Synthesis is permitted to terminate the TFF at any time and demand repayment of all outstanding principal and interest in full within six (6) months from the date of notification.

 

The Deed is conditioned upon, among other things, execution and perfection of a Bulgarian Amended Pledge (“BAP”) having priority over the Bulgarian Pledge Accounts with Unicredit Bulbank AD; and the Approved Purchasers are to make all payments to SkyPharm directly to the BAP.

 

On May 16, 2018, SkyPharm and Synthesis also entered into an Account Merge Agreement (the “Pledge”) as a requirement under the above-described Deed. Under the Pledge, Synthesis is to receive a first ranking securities interest in SkyPharm’s outstanding receivables under the Bulgarian bank account.

 

During the six months ended June 30, 2018, the Company borrowed an additional €270,000 ($315,386) in funds. The current draw on the SkyPharm Facility is €4,866,910 ($5,685,038) and the Company has accrued €423,690 ($349,485) in monthly fees related to this agreement.

 

The Company has recorded a total debt discount of €117,338 ($137,063) in origination fees associated with these loans, which will be amortized over the term of the agreements. Amortization of debt discount for year ended December 31, 2017 was €61,295 ($69,269). Amortization of the debt discount for the six months ended June 30, 2018 was €56,043 ($67,841) and resulted in the full amortization of the debt discount.

 

Distribution and Equity Agreement

 

As discussed in Note 4 above, the Company entered into a Distribution and Equity Acquisition Agreement with Marathon.
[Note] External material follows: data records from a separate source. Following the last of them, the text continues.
PR #597, opened 2022-09-28
add some new surface values

matkoniecz:


matkoniecz:
I wanted to add `surface=grass_paver` but I was unsure is it better to describe it as "Grass Paver" or "Grass Pavers".

data/fields/surface.json
```diff
@@ -12,11 +12,16 @@
...
             "paving_stones": "Paving Stones",
+            "sett": "Sett",
             "dirt": "Dirt",
             "grass": "Grass",
             "sand": "Sand",
             "wood": "Wood",
+            "metal": "Metal",
             "artificial_turf": "Artificial Turf",
+            "unhewn_cobblestone": "Cobblestone (uncut, rounded stones)",
+            "mud": "Mud (almost always present)",
```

The Company was appointed the exclusive distributor of the Products initially throughout Europe and on a non-exclusive basis wherever else lawfully permitted.

 

As consideration for its services, Company received: (a) a 33 1/3% equity interest or 5 million shares in Marathon as partial consideration for the Company’s distribution services; and (b) received cash of CAD $2,000,000, subject to repayment in Common Shares of the Company if it fails to meet certain performance milestones. The Company is entitled to receive an additional CAD $2,750,000 upon the Company’s receipt of gross sales of CAD $6,500,000 and an additional CAD $2,750,000 upon receipt of gross sales of CAD $13,000,000.

 

As discussed in Note 4, the Company attributed no value to the shares received in Marathon pursuant to (a) above. In relation to the CAD $ 2 million cash received noted in (b) above, the Company accounted for its obligation to issue a variable number of the Company’s Common Shares as Share-settled debt obligation in accordance with ASC 480 measured at fair value or the settlement amount of $1,554,590 (CAD $ 2 million). If settlement were to occur on June 30, 2018, the Company would be required to issue 328,500 Common Shares to settle its debt obligation. The Company could be obligated to potentially issue an unlimited number of common shares to settle its Share-settled debt obligation. If such events were to occur, the Company would be required to increase its authorized share capital and since increasing the authorized share capital is within the control of the Company, as our CEO controls greater than 50% of the outstanding common stock of the Company, the original classification of equity-classified financial instruments issued by the Company were not affected.

 

None of the above loans were made by any related parties.